Geodesic
Harmonic Coordinates on Fractals with Finitely Ramified Cell Structure
Canadian journal of mathematics, Tome 60 (2008) no. 2, pp. 457-480

Voir la notice de l'article provenant de la source Cambridge University Press

We define sets with finitely ramified cell structure, which are generalizations of post-critically finite self-similar sets introduced by Kigami and of fractafolds introduced by Strichartz. In general, we do not assume even local self-similarity, and allow countably many cells connected at each junction point. In particular, we consider post-critically infinite fractals.

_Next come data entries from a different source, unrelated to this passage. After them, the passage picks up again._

PR #7555, opened 2024-02-20
DEVPROD-3873 Allow container image to use project variable

hadjri:
DEVPROD-3873

### Description
Allow container image URIs to be expanded from project variables. This will allow staging and prod to reference their own ECR repositories and get the staging container variant green again.
### Testing
Tested in staging. The PR checks here can't run, so I scheduled [this patch](https://spruce.mongodb.com/version/65d7b8989ccd4eb556cbb23a/tasks?sorts=STATUS%3AASC%3BBASE_STATUS%3ADESC) in prod to represent the build state

### DIFF
--- a/model/project_ref.go
+++ b/model/project_ref.go
@@ -2884,7 +2884,7 @@ func ValidateContainers(ecsConf evergreen.ECSConfig, pRef *ProjectRef, container
 		image := container.Image
 		if expansions != nil {
 			image, err = expansions.ExpandString(container.Image)
-			catcher.Add(errors.Wrap(err, "expanding container image"))
+			catcher.Wrap(err, "expanding container image")
 		}
 		catcher.Add(container.System.Validate())
 		if container.Resources != nil {
--- a/model/project_ref.go
+++ b/model/project_ref.go
@@ -2870,7 +2870,22 @@ func GetMessageForPatch(patchID string) (string, error) {
 // on the project admin page.
 func ValidateContainers(ecsConf evergreen.ECSConfig, pRef *ProjectRef, containers []Container) error {
 	catcher := grip.NewSimpleCatcher()
+
+	projVars, err := FindMergedProjectVars(pRef.Id)
+	if err != nil {
+		return errors.Wrapf(err, "getting project vars for project '%s'", pRef.Id)
+	}
+	var expansions *util.Expansions
+	if projVars != nil {
+		expansions = util.NewExpansions(projVars.Vars)
+	}
+
 	for _, container := range containers {
+		image := container.Image
+		if expansions != nil {
+			image, err = expansions.ExpandString(container.Image)
+			catcher.Add(errors.Wrap(err, "expanding container image"))
+		}
 		catcher.Add(container.System.Validate())
 		if container.Resources != nil {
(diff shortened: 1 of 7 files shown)


model/project_ref.go
```diff
@@ -2870,7 +2870,22 @@ func GetMessageForPatch(patchID string) (string, error) {
...
+	var expansions *util.Expansions
+	if projVars != nil {
+		expansions = util.NewExpansions(projVars.Vars)
+	}
+
 	for _, container := range containers {
+		image := container.Image
+		if expansions != nil {
+			image, err = expansions.ExpandString(container.Image)
+			catcher.Add(errors.Wrap(err, "expanding container image"))
```
Kimchelly, line 2887: nit: this can be simplified down to `catcher.Wrap(err, "expanding container image")`

units/pod_allocator.go
```diff
@@ -231,6 +233,16 @@ func (j *podAllocatorJob) populate(ctx context.Context) error {
 		j.pRef = pRef
 	}
 
+	if j.expansions == nil {
```
Kimchelly, line 236: nit: if we don't plan to use `j.expansions` outside of this populate function, can we just make it a local variable like how it's done in `model/project_ref.go`? These expansions seem like they're meant for a pretty specific purpose (which is to expand the container image).

Or did you plan to test the expansion behavior and this field makes it easier?

validator/project_validator_test.go
```diff
@@ -4394,6 +4394,7 @@ func TestValidateContainers(t *testing.T) {
 			}
 
 			ref := &model.ProjectRef{
+				Id:         "proj",
```
Kimchelly, line 4397: GH doesn't let me comment on unchanged lines, but should L4381 also clear the project vars collection?

Kimchelly (changes requested):
* Should the `Image` field itself have the `plugin:"expand"` struct tag? It's not actually necessary to make the logic work since this just calls `ExpandString` directly, but it would be consistent with other expandable fields in project commands and might make it a bit clearer that the value is special and can be expanded.
* Should we document that container images can be expanded from the project vars? At least for ourselves so we know it's intentional behavior.

units/pod_allocator.go
hadjri: I did this as an attempt to group the vars fetching with all of the other DB operations this job uses in its `populate` function for organizational purposes, but since it's used in only one spot like you said I'm fine to change it to be a local variable.

validator/project_validator_test.go
hadjri: Did this + modified this test to assert that the image expansion works correctly

hadjri:
> Should the Image field itself have the plugin:"expand" struct tag? It's not actually necessary to make the logic work since this just calls ExpandString directly, but it would be consistent with other expandable fields in project commands and might make it a bit clearer that the value is special and can be expanded.

Makes sense, added the plugin tag or Image.

> Should we document that container images can be expanded from the project vars? At least for ourselves so we know it's intentional behavior.

Made a change to the docs that uses an expansion for the image as an example and added a note specifying that the field can be expanded.

Kimchelly (approved):
Nice job!

PR #7561, opened 2024-02-21
DEVPROD-4616 Add host service password to private variables

hadjri:
DEVPROD-4616

### Description
Hosts' service passwords were being leaked in the system logs on windows distros. Changed the get expansions and vars route to retrieve the host's (if any) service password and add it as a private var so that the redacting sender in the agent will know to redact it from the logs.

### Testing
Updated unit test to check that the new expansion is set as a private variable when retrieving expansions and vars for a task.

Tested in [staging](https://evergreen-staging.corp.mongodb.com/task_log_raw/test_trigger_sandbox_ubuntu2004_patch_only_task_patch_25dd3ef48386f68d6dfd619d0f17b5cc6e8f8516_65d65805499f72000734afbe_24_02_21_20_07_50/2?type=ALL#L3521) that the password is now properly redacted.


rest/route/agent.go
```diff
@@ -448,6 +448,10 @@ func (h *getExpansionsAndVarsHandler) Run(ctx context.Context) gimlet.Responder
 			res.PrivateVars = projectVars.PrivateVars
 		}
 	}
+	if foundHost != nil {
+		res.Vars[evergreen.HostServicePasswordExpansion] = foundHost.ServicePassword
```
ablack12, line 452: This seems really niche. Why did we need to do this? Did this come from a project variable added on the distro page? (Do you have an example?) Can we just add the option to make those private?

ablack12: Or can we add this variable to the admin list of things we redact as opposed to hardcoding here?

ablack12 (changes requested):

rest/route/agent.go
hadjri: For windows hosts, a random string `ServicePassword` field [gets set for them](https://gist.github.com/hadjri/134be02df6d49577ea8a818f7d776fee#file-hostutil-go-L538-L548), which gets passed as a [parameter](https://gist.github.com/hadjri/52e2ede38dec91a0101d35a4ea08cc70#file-hostutil-go-L293) to a jasper startup command on the host.  When this command runs on the host it reveals the password in the system logs.

So the issue is that this password isn't a project variable set anywhere, but a field on the host document itself and is unique and dynamically generated for every windows host. The way we redact things in the logs is through variables that are either explicitly marked as private or regex match with some `redact_keys` we have set on the admin page which you mentioned. So although this is niche and only applies to windows hosts, putting the host password in a private variable in this REST route is the only straightforward way I can think to achieve redacting this.

ablack12: Okay I see the problem. It might be more consistent to add to [the default expansions](https://github.com/evergreen-ci/evergreen/blob/ae19a2e10b32961985811d525f1ef06ff687fc51/model/project.go#L1108) and then adding adding explicitly to https://github.com/evergreen-ci/evergreen/blob/a2d4d5ad98bb8d6bd5620d8fa88c589fb1060f6a/agent/command/expansion_write.go#L18 , or at least adding a good comment here to explain -- I'm just concerned that this is pretty niche, and we're going to forget what's going on.

I'm also curious where we're leaking this, shouldn't it be from our own code? Should we make any additional adjustments? (Like should we not log here? https://github.com/evergreen-ci/evergreen/blob/ba45f61e3337a856f6a7aaef4ebd553be2980094/model/host/hostutil.go#L558)

ablack12 (changes requested):
Oops adding another comment to indicate reviewed

rest/route/agent.go
hadjri: Sounds good, moved to this ExpansionsToRedact list and into the default expansions. Confirmed in [staging](https://evergreen-staging.corp.mongodb.com/task_log_raw/test_trigger_sandbox_ubuntu2004_patch_only_task_patch_25dd3ef48386f68d6dfd619d0f17b5cc6e8f8516_65d65805499f72000734afbe_24_02_21_20_07_50/3?type=ALL) that this works. Per your second comment, I think it's fine because this will get auto-redacted in the logs now with this change. The original place we were leaking this secret was this [line](https://gist.github.com/hadjri/edd383260e7f6282290db0faa0ed7fb5#file-hostutil-go-L293).

ablack12: hmm okay I think auto-redaction is good but we should try not to depend on it; I was hoping we could do something [like this](https://github.com/evergreen-ci/evergreen/blob/26c086e9bd295bf13d87add1e9f0e5da107ddc35/agent/command/git.go#L241) but I think this case might be more nested

ablack12 (approved):

PR #7563, opened 2024-02-22
DEVPROD-4989: rollover agent for new mci key

julianedwards:
DEVPROD-4989

### Description
We rotated the key so we need to rollover the agents to get the new key.

### Testing
N/A

### Documentation
N/A


Kimchelly (approved):
Worth mentioning that even though there's no code change, what we really need is for the agents to restart to get the latest agent setup data. It only gets this data when it first starts up.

We prove that if Kigami’s resistance form satisfies certain assumptions, then there exists a weak Riemannian metric such that the energy can be expressed as the integral of the norm squared of a weak gradient with respect to an energy measure. Furthermore, we prove that if such a set can be homeomorphically represented in harmonic coordinates, then for smooth functions the weak gradient can be replaced by the usual gradient. We also prove a simple formula for the energy measure Laplacian in harmonic coordinates.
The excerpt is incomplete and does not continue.